In order to verify the sensitivity and selectivity of the developed method in a real-time situation, the method described in this paper was applied to a human pharmacokinetic study that generated over 112 human plasma samples. Comparison of peak area ratio from the unknown samples with that from calibration curve allowed quantitation of the assayed samples. After oral administration of 5 mg of asenapine and 250 mg of valproic acid tablets to the volunteers, the concentration versus time profiles for asenapine and valproic acid are presented in Fig. 5. The resulted values are in good agreement with the previously reported methods [15], [17], [18] and the pharmacokinetic data of both asenapine and valproic acid are presented in Table 6.

Fig. 5

Concentration–time profile for 8 subjects after (I) 5 mg dosage of asenapine and (II) 250 mg dose of valproic acid.

Table 6

Pharmacokinetic data of asenapine and valproic acid after their oral administration in 8 healthy male volunteers.

Parameter	Asenapine	Valproic acid
Cmax (ng/mL)	3.76±1.18	15,820±3270
Tmax (h)	1.00±0.16	1.07±0.48
t1/2 (h)	23.63±11.8	3.46±0.48
AUC0−18 (ng h/mL)	13.42±2.91	19,485±640
AUC0−∞ (ng h/mL)	18.15±5.73	106,270±2140

Cmax: maximum plasma concentration.

Tmax: time point of maximum plasma concentration.

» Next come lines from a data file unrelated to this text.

Issue #1546, opened 2025-08-19
[Bug]: Solis - To/From battery no longer displayed


J14111:
### Describe the bug

Hi,

Something has changed recently, the to\from battery shows 0 for me all the time now

Has something changed or what do I need to check?

<img width="662" height="130" alt="Image" src="https://github.com/user-attachments/assets/8e13e2b7-86d1-4ea6-a170-c2a35f7f7faa" />

### Integration Version

2025.08.1

### Homeassistant core version

2025.8.2

### Inverter brand

Solis

### Plugin used

plugin_solis.py

### Serial prefix

Unsure

### Connection Method

TCP Eth adapter

infradom:
Which version were you coming from?
Can you check whether battery_charge_direction is enabled? As a quick fix, it should be enabled (was disabled by default).
In the next version, we will make it internal to that this issue disappears completely.

wills106:
Just released [2025.08.2](https://github.com/wills106/homeassistant-solax-modbus/releases/tag/2025.08.2) with this change.

J14111:
Thanks infradom and wills106

Im not sure what version I came from but I update fairly regularly so it would have been a recent one.

I have just updated to 2025.08.2 and still have the same issue, I have also tried reverting to 3 or 4 previous versions but im still seeing the same.

Where do I check the battery_charge_direction setting?

infradom:
it should be in the list of entities for your inverter. Click show disabled entities. Then you should see it. From there, you can enable it (will take 30 seconds)
In version 2025.8.2, it might be invisible as it is declared internal.
If we do not find a solution, I will need a debug log that includes a HA restart (see the FAQ in the readthedocsp

isorin:
@infradom: This change should also apply to "solis_fb00" which is the same inverter with a newer firmware.
We should try to keep common changes in sync.

DKen71:
I am having the same issue, as are other users on one of the Solis Facebook groups. I update my version every time a new version is released. The most recent version 2025.08.2 still shows both entities as 0W. The last version where these entities displayed correctly is 2025.07.3. If I revert to that, then the 2 entities show the correct data and the gauges on my dashboards are visible. I have restarted Home Assistant after the install and done a full system reboot since installing 2025.08.2.

atecey:
[...]

PR #1552, opened 2025-08-21
correct part of issue #1546

infradom:
was a copy paste error


infradom:
@wills106: merging this exceptionally myself as it is a real stupid copy-paste error that absolutely needs to be corrected.

PR #1556, opened 2025-08-22
Add relevant modes to Solax remotecontrol settings

rosenrot00:
I'm currently trying to figure out how remotecontrol works and found that it would be much better if it would be clearly stated which controls I have to adjust.

Please have a look if my mode assignments are correct.


infradom:
Sorry, I do not like Incompatible changes. Automations rely on the old identities

infradom:
I will have a closer look later

rosenrot00:
> Sorry, I do not like Incompatible changes. Automations rely on the old identities

I completely understand that of course. I didn’t change the entities, just the names as my thought was that automations are bound to entities rather than names.

If we shouldn‘t do that it is also fine with me. I learned a lot looking and re-labeling the remote control settings. That is already enough for me :-)

infradom:
Ok, I understand but I find it confusing when the names do not correspond more or less to the id's
I admit that the chosen id's could have been better. 
Let me study your proposal.  
Have you read the readthedocs documents about power control ? maybe  these can be enhanced also.
I will have a clearer opinion once I have spent some more time looking at the change .
Thanks a lot

infradom:
Correction to my previous remarks:
I looked into the change in more detail and I must admit I like it, so I am in favor of implementing it.
Please be aware that I was not involved in the _direct alternatives, and I do not use those, so I cannot judge the implications (but these seem also minimal). I believe the documentation only refers to the key names, so there are probably no major changes to make in the readthedocs documents.

rosenrot00:
The names are still the same, I just added „(mode 1-9)“ to the the names to make it clear which modes the setting concern. I found it highly confusing to have remote control names without indicated modes because some are for 1-7 only for example. It was hard to find out which settings were important for me to run mode 8. With these changes I know at least which settings are relevant.

I read the readthedocs about remote controls and it helped me to initially understand better. However, I ended up consulting the Solax documents to understand what I needed. I‘m still puzzled with the „Set“ and „Update“ setting as I don’t understand why this isn‘t handled by the integration internally. When hitting the trigger button it should be „Set“ and if the settings don‘t change internally set it to „Update“. Really confusing. So I guess there is room for improvement in both the docs and the code but I‘m just using remote control since 15 minutes, maybe I shouldn’t judge.

I‘m not using _direct neither as I don’t see an advantage from it. Honestly, I would love to understand a use case for _direct because the _direct duplicate settings make it really crowded and this - at least to me - without any gain.

infradom:
In my opinion, _direct makes only sense in 2 cases:

- for power loops that do not need quick updates every few seconds (e.g. a single fixed power battery discharge)
- for users that use an external control loop (but in that case, the communication overhead may be high)

In my automations, I believe I never use update, but always use set (not 100% sure, would have to verify)

infradom:
One more remark: although I started with the mode1 autorepeat, I believe I can do everything now with the mode 8  (and my summer automations). I still have to adapt some older winter automations that need to be converted to mode8 (if possible)

rosenrot00:
> In my opinion, _direct makes only sense in 2 cases:
> 
> * for power loops that do not need quick updates every few seconds (e.g. a single fixed power battery discharge)
> * for users that use an external control loop (but in that case, the communication overhead may be high)
> 
> In my automations, I believe I never use update, but always use set (not 100% sure, would have to verify)

Ad1) From what I got you need to send updates anyway to prevent it from going into timeout and falling out of the remote control. So if you need an update every 300s anyway, I don’t see an advantage or I just get it wrong.

Ad2) But if you set the duration to 21600 seconds and you send Set all the time my bet is that it restarts the duration. You can do that if you don’t care about the duration but in this case the autorepeat functionality of the integration doesn’t work as intended. I guess.

But I‘m still uncertain.

infradom:
2) I send set commands with a duration of 20 seconds, so with that short time, it does not matter much whether we do a set or update. The autorepeat duration is set to 3600 or even more...
My fastest polling cycle is currently 3 seconds

rosenrot00:
In your case, _direct could make sense as you seem to change values in a very short amount of time. In this case writing directly to the inverter would directly update the settings without sending an entire "Set" update.

But I guess it doesn't matter much if you change the setting locally and then trigger it or write it directly and only trigger initially. Just different way of doing the same thing.

HA-Supi:
First I have to say, i can not contribute to this in case of programmer skills.
4 months ago we had a discussion at German photovoltaic forum about remote control. 

https://www.photovoltaikforum.com/thread/246018-solax-x3-g4-lade-und-entladestrom-über-rc-per-skript-in-ha-steuern/?postID=4273871#post4273871

But since April I never heard from nea. But he set up a fork.  

https://github.com/Nea74/solax_smart_charge

Maybe this give some inspiration... 

My experience about remote control was, we need many extra helper entity to support automated remote control.. 

image

infradom:
@HA-Supi  : Interesting; I dont think this is a fork, just an application on top of our integration as far as I can see. I cannot read the forum page since I use adblockers ;-( and am reluctant to disable them.
I did not yet check the source code yet to see if it uses remotecontrol and which mode.

Thanks

rosenrot00:
@HA-Supi thanks for sharing. I was thinking about something like this as well.
@infradom I just checked and he seems to use mode 8, altering the push power. However, I can't see that he can prevent the battery from charging from grid. The only way I see is calculating the PV surplus and adjust the push power accordingly. However, I think this might get tricky as clouds come faster than a 3s measurement cycle. Do you have any experience with such approaches?

Actually my goal would be to check if there is a PV surplus on the current day. At sunrise I check if the energy needed to charge the SOC to 100% is available as PV surplus beyond what I'm allowed to feed into the grid. If so, it should do house > grid > battery. However, it would be great to have a limiting factor that charges the battery in a way that if enough energy is available later in time it reduces to charging current to increase the battery lifetime. However, doing PV surplus calculations every 3s seems not to be precise enough and lead to importing more from the grid on light cloudy days.

I think the "Enabled Feedin Priority" setting in this integration does something like this - charging PV surplus?

Update: I was wrong, it seems it uses "Enabled Battery Control" which is mode 1.

infradom:
I use such a model in my negative price submode. Cloud and house load change quickly, but in my experience a 3 second reaction time is good enough. I could probably go down to 1 second, but I am already pleased with 3 second reaction

rosenrot00:
Could you tell how much grid import increase you see by running this approach? Also, how do you determine the PV surplus? There isn't a PV surplus indicator as far as I know. How do you probe the PV surplus?

infradom:
> Could you tell how much grid import increase you see by running this approach? Also, how do you determine the PV surplus? There isn't a PV surplus indicator as far as I know. How do you probe the PV surplus?

With my dynamic hourly changing prices (day ahead prices) I dont really care about PV surplus, my main objective is load batteries when grid prices are low (during daylight), and discharge batteries when prices are high in the evening. My winter algoritm is completely different  (geothermal heatpump) : I need to buy electricity when prices are low ; no selling in winter.

With my 3 second approach, from end of february till middle of november, I dont consume anything from grid with my simple algoritm (or the amount I consume is really minimal).

infradom:
As nowadays half of the days have negative injection prices, the remotecontrol loop throttles the PV down to the houseload level (plus battery charge) so that there is no export to grid during negative price times.

rosenrot00:
I have to think about that. I find it overly complicated if I'm honest. The best HA automation couldn't mitigate a house load that jumps from 300 W to 2 kW in 2 seconds. Maybe I'm wrong here. However, why wouldn't mode 8 not simply have a charging and discharging register that tells how much watts are allowed in both ways and keep the "allow discharge to grid" flag.

That would allow much more control to mode 8 and could simulate Feedin priority and self consume.

infradom:
Instead of throttling down the PV power, I am even thinking of sending my excess PV power into my geothermal underground loop, so that the underground warms up ; my heathpump can than recover that energy in the autumn/winter. My geothermal heatpump installer believes this idea will not be worth the effort; so I have not done it yet.

HA-Supi:
@infradom : nea started with a fork, the link is a new approach, mostly for better battery charge (not always 100% after 1-2h)

I would say, remote control is a complex functionality, so keep it simple. 
Integration in wills solax addon should be secure. 
I wish you good luck with remote control.

infradom:
> The best HA automation couldn't mitigate a house load that jumps from 300 W to 2 kW in 2 seconds

I would not worry about these 2 seconds mismatch, my experience shows that when I want to have no grid export during a negative price weekend day, at the end of the day, I may have exported less than 0.2 kWh . Same for grid import during summer, almost nothing and my system runs probably more than 4 hours a day in remotecontrol power loop mode.

rosenrot00:
@wills106 is there a reason this hasn't been merged yet? Any remarks? I didn't change any entity names so this is "only" cosmetics.

@infradom As far as I can read, you gave your blessing already? :)

Happy to change or cancel if it isn't wanted.

wills106:
Not really kept up with the conversation on this PR. So wasn't sure if it needed merging yet or not.

infradom:
sorry for the late reaction, indeed, it was fine form me ! Thanks

wills106:
I'll hold off releasing it until the morning as already had two releases today.

infradom:
If it is merged already, I can test it this evening, before you release it tomorrow or whenever

infradom:
Does not work yet: I get an error "suggested_display_precision" does not exist (or something similar) line 679
So please do not release yet. I cannot resolve this this evening.. other tasks

rosenrot00:
@infradom you are right, I missed the change in the const.py. Did it. https://github.com/wills106/homeassistant-solax-modbus/pull/1609

infradom:
Tested, ok now. My remotecontrol automations (mode8) continue to work as expected.
thanks

ralfna:
Hi all, just saw here the discussion about remote control and I am always looking for advice and sample scripts/automations about remote control. So I like to ask is there a good source to learn and to get better with this. I did my own automation, but I had some trouble with it, thanks for any advice. br Ralf

infradom:
@ralfna : 
For the time being, I can only refer to the readthedocs documentation about remotecontrol [mode1](https://homeassistant-solax-modbus.readthedocs.io/en/latest/solax-mode1-modbus-power-control) and remotecontrol [mode8](https://homeassistant-solax-modbus.readthedocs.io/en/latest/solax-mode8-modbus-power-control) . I have added a couple of example automation scripts in these pages (some may be outdated).
Nowadays, I almost exclusively use mode8 in my summer automations. My winter automations are still using mode1, but I might adapt them to mode8 one day.

Zdenek45:
Hi.
Is description of entity "remotecontrol_power_control" as "Remotecontrol Power Control (mode 1-9)" correct? I think this is Select only for Mode 1.

>     SolaxModbusSelectEntityDescription(
>         name="Remotecontrol Power Control (mode 1-9)",
>         key="remotecontrol_power_control",
>         unit=REGISTER_U16,
>         write_method=WRITE_DATA_LOCAL,
>         option_dict={
>             0: "Disabled",
>             1: "Enabled Power Control",  # battery charge level in absense of PV
>             11: "Enabled Grid Control",  # computed variation of Power Control, grid import level in absense of PV
>             12: "Enabled Battery Control",  # computed variation of Power Control, battery import without of PV
>             110: "Enabled Self Use",  # variation of Grid Control with fixed target 0
>             120: "Enabled Feedin Priority",  # variation of Battery Control with fixed target 0
>             130: "Enabled No Discharge",  # missing HL from grid
>             # 2: "Enabled Quantity Control",
>             # 3: "Enabled SOC Target Control",
>         },
>         allowedtypes=AC | HYBRID | GEN4 | GEN5,
>         initvalue="Disabled",
>         icon="mdi:transmission-tower",
>     ),

infradom:
@Zdenek45 : I believe you are right, this currently only applies to mode 1 and its computed submodes (with mode2 and 3 commented out as not yet implemented)
It certainly cannot be used for mode 8 and 9 that use a different mechanism.

infradom:
yes, you are right, this theoretically only applies to modes 1-7, and only mode 1 and its submodes is supported.
So mode 8 and 9 should not be included in the list.
If we ever implement modes 2-7, they probably belong to this list.
Mode 8 and 9 use a different register set.
Thanks. Awaiting @rosenrot00 's opinion on this

rosenrot00:
@Zdenek45 you are absolutely right. So renaming it to mode 1 is the right thing to do. @infradom I would suggest not adding mode 1-7 as the rest isn't implemented? I have only played with mode 8/9 so far this is why I'm not so familiar with the other modes yet. Sorry for the confusion.

https://github.com/wills106/homeassistant-solax-modbus/pull/1623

t1/2: half life of drug elimination during the terminal phase.

AUC0–18: area under the plasma concentration–time curve from zero hour to 18 h.

AUC0–∞: area under the plasma concentration–time curve from zero hour to infinity.

Conclusions

The selective LC–MS/MS method for the simultaneous determination of asenapine and valproic acid in human plasma has been successfully developed and validated. A simple and inexpensive liquid–liquid extraction procedure and an isocratic chromatography condition using a reversed-phase column provided an assay well suited for real-time analyses. The method is adhered to the regulatory requirements for selectivity, sensitivity, linearity, precision, accuracy, recovery, carryover, matrix effect and stability using a small sample volume 300 μL. Because of the relative short chromatographic run time (2.5 min) and straightforward sample pre-treatment procedure, the method is easy to follow and can be adopted for clinical drug monitoring.